Given data =
Segment Open

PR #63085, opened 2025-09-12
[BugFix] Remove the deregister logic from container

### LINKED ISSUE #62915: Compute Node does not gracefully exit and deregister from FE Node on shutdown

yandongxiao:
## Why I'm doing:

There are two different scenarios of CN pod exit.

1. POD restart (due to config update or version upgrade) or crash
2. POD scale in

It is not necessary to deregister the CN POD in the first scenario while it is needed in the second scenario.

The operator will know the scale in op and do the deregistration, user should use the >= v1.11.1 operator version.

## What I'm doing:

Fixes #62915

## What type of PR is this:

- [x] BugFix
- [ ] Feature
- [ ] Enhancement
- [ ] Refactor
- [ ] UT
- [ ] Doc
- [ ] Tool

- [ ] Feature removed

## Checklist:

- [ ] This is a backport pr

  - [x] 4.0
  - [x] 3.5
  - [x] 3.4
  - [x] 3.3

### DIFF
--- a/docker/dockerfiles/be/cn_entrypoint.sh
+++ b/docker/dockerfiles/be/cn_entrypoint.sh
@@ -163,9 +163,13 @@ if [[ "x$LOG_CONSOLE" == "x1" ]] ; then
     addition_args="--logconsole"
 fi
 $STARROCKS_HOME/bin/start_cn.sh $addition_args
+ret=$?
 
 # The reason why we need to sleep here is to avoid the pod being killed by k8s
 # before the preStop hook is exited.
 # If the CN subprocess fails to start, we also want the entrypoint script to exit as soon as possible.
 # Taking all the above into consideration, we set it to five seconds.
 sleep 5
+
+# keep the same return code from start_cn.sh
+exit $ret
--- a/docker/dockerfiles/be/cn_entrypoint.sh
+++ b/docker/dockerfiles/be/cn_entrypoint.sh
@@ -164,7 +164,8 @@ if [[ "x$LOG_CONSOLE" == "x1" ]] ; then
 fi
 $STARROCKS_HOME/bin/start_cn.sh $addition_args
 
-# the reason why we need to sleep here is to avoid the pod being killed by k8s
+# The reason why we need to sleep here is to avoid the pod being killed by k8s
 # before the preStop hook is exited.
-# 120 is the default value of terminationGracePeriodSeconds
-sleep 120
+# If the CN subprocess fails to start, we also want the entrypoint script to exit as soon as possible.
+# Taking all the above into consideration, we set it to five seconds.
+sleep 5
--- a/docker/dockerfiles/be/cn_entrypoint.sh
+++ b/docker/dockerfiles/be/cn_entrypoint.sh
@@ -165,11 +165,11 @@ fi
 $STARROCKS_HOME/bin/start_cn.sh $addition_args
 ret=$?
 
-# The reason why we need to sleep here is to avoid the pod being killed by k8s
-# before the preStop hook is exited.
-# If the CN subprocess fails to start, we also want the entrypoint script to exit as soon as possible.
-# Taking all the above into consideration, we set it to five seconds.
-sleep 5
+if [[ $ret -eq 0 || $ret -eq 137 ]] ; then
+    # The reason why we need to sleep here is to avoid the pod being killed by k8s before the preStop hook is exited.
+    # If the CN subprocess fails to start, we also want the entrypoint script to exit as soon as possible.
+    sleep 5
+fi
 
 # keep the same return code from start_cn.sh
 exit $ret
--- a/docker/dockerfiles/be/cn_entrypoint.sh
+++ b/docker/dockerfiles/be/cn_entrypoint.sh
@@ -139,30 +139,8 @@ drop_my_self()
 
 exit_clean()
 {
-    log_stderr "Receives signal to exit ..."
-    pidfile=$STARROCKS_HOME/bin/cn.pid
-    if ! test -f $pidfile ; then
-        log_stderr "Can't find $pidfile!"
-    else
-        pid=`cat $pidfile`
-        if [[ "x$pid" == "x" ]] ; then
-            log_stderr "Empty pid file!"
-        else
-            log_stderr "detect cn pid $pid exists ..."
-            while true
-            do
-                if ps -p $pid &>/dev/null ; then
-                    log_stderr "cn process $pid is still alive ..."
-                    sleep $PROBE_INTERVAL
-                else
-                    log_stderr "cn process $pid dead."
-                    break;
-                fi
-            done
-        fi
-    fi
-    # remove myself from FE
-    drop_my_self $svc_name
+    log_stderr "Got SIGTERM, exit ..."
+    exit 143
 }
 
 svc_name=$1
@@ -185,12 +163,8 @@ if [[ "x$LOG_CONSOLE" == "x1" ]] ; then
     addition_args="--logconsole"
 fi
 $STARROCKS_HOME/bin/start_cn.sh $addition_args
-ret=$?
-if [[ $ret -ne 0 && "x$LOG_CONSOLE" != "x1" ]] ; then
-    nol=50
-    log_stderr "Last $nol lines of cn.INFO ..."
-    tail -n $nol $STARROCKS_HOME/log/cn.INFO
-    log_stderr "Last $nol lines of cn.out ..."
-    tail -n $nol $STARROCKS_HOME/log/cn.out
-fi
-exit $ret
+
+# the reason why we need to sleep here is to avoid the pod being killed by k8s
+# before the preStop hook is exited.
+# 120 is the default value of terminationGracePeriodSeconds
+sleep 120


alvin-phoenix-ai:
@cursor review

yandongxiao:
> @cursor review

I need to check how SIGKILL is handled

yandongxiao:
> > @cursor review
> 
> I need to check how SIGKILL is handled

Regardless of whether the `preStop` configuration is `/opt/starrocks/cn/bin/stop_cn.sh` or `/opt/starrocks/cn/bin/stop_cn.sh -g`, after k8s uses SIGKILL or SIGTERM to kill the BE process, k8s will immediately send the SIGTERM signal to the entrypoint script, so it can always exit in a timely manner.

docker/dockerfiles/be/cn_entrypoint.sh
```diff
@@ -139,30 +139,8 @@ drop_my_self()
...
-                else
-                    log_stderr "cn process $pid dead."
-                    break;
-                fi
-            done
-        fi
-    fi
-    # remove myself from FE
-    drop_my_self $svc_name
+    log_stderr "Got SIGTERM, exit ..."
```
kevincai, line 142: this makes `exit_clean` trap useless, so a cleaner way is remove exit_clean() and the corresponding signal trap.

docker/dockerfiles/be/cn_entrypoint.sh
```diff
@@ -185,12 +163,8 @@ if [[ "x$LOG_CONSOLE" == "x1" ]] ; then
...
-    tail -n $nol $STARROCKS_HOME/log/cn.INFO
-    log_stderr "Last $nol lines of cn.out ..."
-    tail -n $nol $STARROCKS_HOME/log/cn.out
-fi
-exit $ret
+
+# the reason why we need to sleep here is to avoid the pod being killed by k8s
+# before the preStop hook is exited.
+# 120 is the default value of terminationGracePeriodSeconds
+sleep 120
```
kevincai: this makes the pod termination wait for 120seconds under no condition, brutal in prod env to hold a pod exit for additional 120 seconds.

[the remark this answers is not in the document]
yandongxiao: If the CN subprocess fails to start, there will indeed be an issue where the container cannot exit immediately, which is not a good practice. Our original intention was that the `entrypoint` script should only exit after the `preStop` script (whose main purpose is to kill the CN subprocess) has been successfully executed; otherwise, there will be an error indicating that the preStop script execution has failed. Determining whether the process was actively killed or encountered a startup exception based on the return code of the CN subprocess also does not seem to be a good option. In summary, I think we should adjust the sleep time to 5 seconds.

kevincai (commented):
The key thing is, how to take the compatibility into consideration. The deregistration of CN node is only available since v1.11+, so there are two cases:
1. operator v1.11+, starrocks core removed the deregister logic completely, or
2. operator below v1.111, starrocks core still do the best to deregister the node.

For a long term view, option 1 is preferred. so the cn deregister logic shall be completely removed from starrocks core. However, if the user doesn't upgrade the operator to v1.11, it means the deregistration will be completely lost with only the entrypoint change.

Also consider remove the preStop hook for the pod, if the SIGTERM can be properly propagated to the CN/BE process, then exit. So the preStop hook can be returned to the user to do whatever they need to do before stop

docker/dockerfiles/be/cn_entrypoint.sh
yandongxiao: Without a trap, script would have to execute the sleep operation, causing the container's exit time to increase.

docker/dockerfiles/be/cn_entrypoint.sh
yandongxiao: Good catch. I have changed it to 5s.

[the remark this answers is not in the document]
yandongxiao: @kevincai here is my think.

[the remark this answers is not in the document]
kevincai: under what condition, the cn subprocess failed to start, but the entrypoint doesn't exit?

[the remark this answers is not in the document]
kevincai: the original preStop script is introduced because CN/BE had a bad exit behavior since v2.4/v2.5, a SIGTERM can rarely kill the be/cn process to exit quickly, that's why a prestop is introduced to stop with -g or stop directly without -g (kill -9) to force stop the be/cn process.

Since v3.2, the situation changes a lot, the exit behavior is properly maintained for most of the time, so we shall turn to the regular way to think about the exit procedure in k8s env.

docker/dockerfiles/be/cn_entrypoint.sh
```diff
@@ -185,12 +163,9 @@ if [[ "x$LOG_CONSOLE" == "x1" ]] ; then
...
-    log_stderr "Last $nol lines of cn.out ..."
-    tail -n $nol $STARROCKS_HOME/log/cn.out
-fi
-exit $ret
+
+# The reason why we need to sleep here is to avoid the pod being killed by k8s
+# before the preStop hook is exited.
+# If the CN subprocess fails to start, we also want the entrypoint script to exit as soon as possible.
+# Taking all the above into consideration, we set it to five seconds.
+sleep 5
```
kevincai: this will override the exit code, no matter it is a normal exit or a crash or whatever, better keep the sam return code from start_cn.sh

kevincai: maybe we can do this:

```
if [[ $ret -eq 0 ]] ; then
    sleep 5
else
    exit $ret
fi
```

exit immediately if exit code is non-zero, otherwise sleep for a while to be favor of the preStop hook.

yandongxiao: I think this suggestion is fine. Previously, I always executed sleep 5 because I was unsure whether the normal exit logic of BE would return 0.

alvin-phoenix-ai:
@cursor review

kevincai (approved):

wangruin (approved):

Segment Closed

Goal of the exercise = Filter the data, keeping only the lines that contain "while".

Exercise output =
It is not necessary to deregister the CN POD in the first scenario while it is needed in the second scenario.
-            while true
exit immediately if exit code is non-zero, otherwise sleep for a while to be favor of the preStop hook.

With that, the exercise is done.